======== RECORDS TO USE ========
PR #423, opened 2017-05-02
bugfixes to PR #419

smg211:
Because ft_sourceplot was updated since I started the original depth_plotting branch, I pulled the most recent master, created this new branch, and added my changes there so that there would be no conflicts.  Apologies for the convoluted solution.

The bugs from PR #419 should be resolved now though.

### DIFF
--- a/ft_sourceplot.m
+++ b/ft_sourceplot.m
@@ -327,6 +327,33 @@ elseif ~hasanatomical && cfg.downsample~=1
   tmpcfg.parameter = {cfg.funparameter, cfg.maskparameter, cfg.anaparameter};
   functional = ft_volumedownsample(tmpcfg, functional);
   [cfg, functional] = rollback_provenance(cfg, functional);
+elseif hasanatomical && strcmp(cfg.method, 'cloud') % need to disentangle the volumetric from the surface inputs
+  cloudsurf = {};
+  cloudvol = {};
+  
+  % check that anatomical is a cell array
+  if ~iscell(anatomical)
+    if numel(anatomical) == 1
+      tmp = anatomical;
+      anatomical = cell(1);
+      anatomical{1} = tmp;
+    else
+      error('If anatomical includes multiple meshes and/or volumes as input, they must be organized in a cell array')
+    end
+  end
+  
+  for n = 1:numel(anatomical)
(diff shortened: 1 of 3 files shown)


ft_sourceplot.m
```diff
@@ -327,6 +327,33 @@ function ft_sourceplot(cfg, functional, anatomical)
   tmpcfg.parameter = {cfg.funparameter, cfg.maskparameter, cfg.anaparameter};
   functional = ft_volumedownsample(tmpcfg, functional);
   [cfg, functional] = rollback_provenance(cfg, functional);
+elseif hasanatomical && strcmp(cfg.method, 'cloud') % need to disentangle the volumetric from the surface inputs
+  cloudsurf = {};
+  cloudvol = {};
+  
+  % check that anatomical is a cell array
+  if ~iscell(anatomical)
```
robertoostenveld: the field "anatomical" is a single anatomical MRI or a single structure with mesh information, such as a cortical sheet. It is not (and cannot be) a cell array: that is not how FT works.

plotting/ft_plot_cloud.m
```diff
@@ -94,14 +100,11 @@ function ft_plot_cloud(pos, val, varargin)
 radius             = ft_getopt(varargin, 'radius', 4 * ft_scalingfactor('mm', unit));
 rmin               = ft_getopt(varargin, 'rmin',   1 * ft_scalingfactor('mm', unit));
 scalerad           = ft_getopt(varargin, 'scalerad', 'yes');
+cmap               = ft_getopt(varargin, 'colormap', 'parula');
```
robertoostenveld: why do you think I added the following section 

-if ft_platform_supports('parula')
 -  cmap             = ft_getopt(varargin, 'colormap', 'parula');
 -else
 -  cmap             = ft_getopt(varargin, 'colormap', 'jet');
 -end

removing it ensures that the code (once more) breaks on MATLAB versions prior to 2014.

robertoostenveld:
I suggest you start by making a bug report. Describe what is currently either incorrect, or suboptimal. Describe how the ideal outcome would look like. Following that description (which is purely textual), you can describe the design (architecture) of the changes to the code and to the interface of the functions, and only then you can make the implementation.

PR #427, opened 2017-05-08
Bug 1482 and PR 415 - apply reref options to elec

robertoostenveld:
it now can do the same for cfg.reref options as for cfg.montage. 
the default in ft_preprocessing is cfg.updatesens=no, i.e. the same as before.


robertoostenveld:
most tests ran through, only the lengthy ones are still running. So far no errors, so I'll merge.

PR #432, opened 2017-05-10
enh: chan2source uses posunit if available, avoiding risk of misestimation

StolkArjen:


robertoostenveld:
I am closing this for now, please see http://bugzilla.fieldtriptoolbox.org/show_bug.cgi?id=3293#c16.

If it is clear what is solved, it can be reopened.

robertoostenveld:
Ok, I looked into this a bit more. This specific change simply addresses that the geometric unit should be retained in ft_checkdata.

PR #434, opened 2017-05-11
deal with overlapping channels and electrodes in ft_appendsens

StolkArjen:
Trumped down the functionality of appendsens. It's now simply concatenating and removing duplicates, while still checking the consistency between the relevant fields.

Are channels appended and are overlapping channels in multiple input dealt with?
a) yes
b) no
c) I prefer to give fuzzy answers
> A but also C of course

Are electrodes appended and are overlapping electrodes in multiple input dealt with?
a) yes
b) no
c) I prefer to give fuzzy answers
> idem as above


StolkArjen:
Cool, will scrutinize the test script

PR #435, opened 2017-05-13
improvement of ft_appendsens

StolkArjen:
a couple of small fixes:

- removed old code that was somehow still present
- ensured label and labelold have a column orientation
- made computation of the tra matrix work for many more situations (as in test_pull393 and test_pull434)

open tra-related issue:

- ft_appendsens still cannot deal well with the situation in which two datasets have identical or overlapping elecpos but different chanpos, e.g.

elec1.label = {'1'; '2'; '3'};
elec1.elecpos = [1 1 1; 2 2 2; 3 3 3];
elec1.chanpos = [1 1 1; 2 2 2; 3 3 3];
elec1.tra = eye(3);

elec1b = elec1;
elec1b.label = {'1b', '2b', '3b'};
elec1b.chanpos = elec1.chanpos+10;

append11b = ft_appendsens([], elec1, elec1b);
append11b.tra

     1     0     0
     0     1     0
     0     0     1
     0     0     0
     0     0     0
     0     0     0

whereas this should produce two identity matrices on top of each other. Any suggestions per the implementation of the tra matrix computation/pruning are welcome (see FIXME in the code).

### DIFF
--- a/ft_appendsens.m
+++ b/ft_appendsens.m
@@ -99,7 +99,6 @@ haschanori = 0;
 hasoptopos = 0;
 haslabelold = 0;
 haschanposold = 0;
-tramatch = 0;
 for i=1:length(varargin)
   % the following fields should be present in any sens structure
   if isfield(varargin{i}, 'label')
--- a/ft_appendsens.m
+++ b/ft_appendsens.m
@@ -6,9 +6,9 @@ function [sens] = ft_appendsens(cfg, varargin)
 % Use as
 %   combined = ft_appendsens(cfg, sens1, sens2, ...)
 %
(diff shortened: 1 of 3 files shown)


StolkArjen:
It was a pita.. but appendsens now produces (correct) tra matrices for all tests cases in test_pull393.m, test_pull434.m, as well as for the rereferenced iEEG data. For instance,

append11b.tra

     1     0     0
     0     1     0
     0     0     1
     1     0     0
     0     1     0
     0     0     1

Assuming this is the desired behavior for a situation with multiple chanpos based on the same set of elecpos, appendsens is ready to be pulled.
========
TASK INSTRUCTIONS ▸ Each entry in the data should be restated exactly as it was written.

EXERCISE RESPONSE ▸
PR #423, opened 2017-05-02
bugfixes to PR #419

smg211:
Because ft_sourceplot was updated since I started the original depth_plotting branch, I pulled the most recent master, created this new branch, and added my changes there so that there would be no conflicts.  Apologies for the convoluted solution.

The bugs from PR #419 should be resolved now though.

### DIFF
--- a/ft_sourceplot.m
+++ b/ft_sourceplot.m
@@ -327,6 +327,33 @@ elseif ~hasanatomical && cfg.downsample~=1
   tmpcfg.parameter = {cfg.funparameter, cfg.maskparameter, cfg.anaparameter};
   functional = ft_volumedownsample(tmpcfg, functional);
   [cfg, functional] = rollback_provenance(cfg, functional);
+elseif hasanatomical && strcmp(cfg.method, 'cloud') % need to disentangle the volumetric from the surface inputs
+  cloudsurf = {};
+  cloudvol = {};
+  
+  % check that anatomical is a cell array
+  if ~iscell(anatomical)
+    if numel(anatomical) == 1
+      tmp = anatomical;
+      anatomical = cell(1);
+      anatomical{1} = tmp;
+    else
+      error('If anatomical includes multiple meshes and/or volumes as input, they must be organized in a cell array')
+    end
+  end
+  
+  for n = 1:numel(anatomical)
(diff shortened: 1 of 3 files shown)


ft_sourceplot.m
```diff
@@ -327,6 +327,33 @@ function ft_sourceplot(cfg, functional, anatomical)
   tmpcfg.parameter = {cfg.funparameter, cfg.maskparameter, cfg.anaparameter};
   functional = ft_volumedownsample(tmpcfg, functional);
   [cfg, functional] = rollback_provenance(cfg, functional);
+elseif hasanatomical && strcmp(cfg.method, 'cloud') % need to disentangle the volumetric from the surface inputs
+  cloudsurf = {};
+  cloudvol = {};
+  
+  % check that anatomical is a cell array
+  if ~iscell(anatomical)
```
robertoostenveld: the field "anatomical" is a single anatomical MRI or a single structure with mesh information, such as a cortical sheet. It is not (and cannot be) a cell array: that is not how FT works.

plotting/ft_plot_cloud.m
```diff
@@ -94,14 +100,11 @@ function ft_plot_cloud(pos, val, varargin)
 radius             = ft_getopt(varargin, 'radius', 4 * ft_scalingfactor('mm', unit));
 rmin               = ft_getopt(varargin, 'rmin',   1 * ft_scalingfactor('mm', unit));
 scalerad           = ft_getopt(varargin, 'scalerad', 'yes');
+cmap               = ft_getopt(varargin, 'colormap', 'parula');
```
robertoostenveld: why do you think I added the following section 

-if ft_platform_supports('parula')
 -  cmap             = ft_getopt(varargin, 'colormap', 'parula');
 -else
 -  cmap             = ft_getopt(varargin, 'colormap', 'jet');
 -end

removing it ensures that the code (once more) breaks on MATLAB versions prior to 2014.

robertoostenveld:
I suggest you start by making a bug report. Describe what is currently either incorrect, or suboptimal. Describe how the ideal outcome would look like. Following that description (which is purely textual), you can describe the design (architecture) of the changes to the code and to the interface of the functions, and only then you can make the implementation.

PR #427, opened 2017-05-08
Bug 1482 and PR 415 - apply reref options to elec

robertoostenveld:
it now can do the same for cfg.reref options as for cfg.montage. 
the default in ft_preprocessing is cfg.updatesens=no, i.e. the same as before.


robertoostenveld:
most tests ran through, only the lengthy ones are still running. So far no errors, so I'll merge.

PR #432, opened 2017-05-10
enh: chan2source uses posunit if available, avoiding risk of misestimation

StolkArjen:


robertoostenveld:
I am closing this for now, please see http://bugzilla.fieldtriptoolbox.org/show_bug.cgi?id=3293#c16.

If it is clear what is solved, it can be reopened.

robertoostenveld:
Ok, I looked into this a bit more. This specific change simply addresses that the geometric unit should be retained in ft_checkdata.

PR #434, opened 2017-05-11
deal with overlapping channels and electrodes in ft_appendsens

StolkArjen:
Trumped down the functionality of appendsens. It's now simply concatenating and removing duplicates, while still checking the consistency between the relevant fields.

Are channels appended and are overlapping channels in multiple input dealt with?
a) yes
b) no
c) I prefer to give fuzzy answers
> A but also C of course

Are electrodes appended and are overlapping electrodes in multiple input dealt with?
a) yes
b) no
c) I prefer to give fuzzy answers
> idem as above


StolkArjen:
Cool, will scrutinize the test script

PR #435, opened 2017-05-13
improvement of ft_appendsens

StolkArjen:
a couple of small fixes:

- removed old code that was somehow still present
- ensured label and labelold have a column orientation
- made computation of the tra matrix work for many more situations (as in test_pull393 and test_pull434)

open tra-related issue:

- ft_appendsens still cannot deal well with the situation in which two datasets have identical or overlapping elecpos but different chanpos, e.g.

elec1.label = {'1'; '2'; '3'};
elec1.elecpos = [1 1 1; 2 2 2; 3 3 3];
elec1.chanpos = [1 1 1; 2 2 2; 3 3 3];
elec1.tra = eye(3);

elec1b = elec1;
elec1b.label = {'1b', '2b', '3b'};
elec1b.chanpos = elec1.chanpos+10;

append11b = ft_appendsens([], elec1, elec1b);
append11b.tra

     1     0     0
     0     1     0
     0     0     1
     0     0     0
     0     0     0
     0     0     0

whereas this should produce two identity matrices on top of each other. Any suggestions per the implementation of the tra matrix computation/pruning are welcome (see FIXME in the code).

### DIFF
--- a/ft_appendsens.m
+++ b/ft_appendsens.m
@@ -99,7 +99,6 @@ haschanori = 0;
 hasoptopos = 0;
 haslabelold = 0;
 haschanposold = 0;
-tramatch = 0;
 for i=1:length(varargin)
   % the following fields should be present in any sens structure
   if isfield(varargin{i}, 'label')
--- a/ft_appendsens.m
+++ b/ft_appendsens.m
@@ -6,9 +6,9 @@ function [sens] = ft_appendsens(cfg, varargin)
 % Use as
 %   combined = ft_appendsens(cfg, sens1, sens2, ...)
 %
(diff shortened: 1 of 3 files shown)


StolkArjen:
It was a pita.. but appendsens now produces (correct) tra matrices for all tests cases in test_pull393.m, test_pull434.m, as well as for the rereferenced iEEG data. For instance,

append11b.tra

     1     0     0
     0     1     0
     0     0     1
     1     0     0
     0     1     0
     0     0     1

Assuming this is the desired behavior for a situation with multiple chanpos based on the same set of elecpos, appendsens is ready to be pulled.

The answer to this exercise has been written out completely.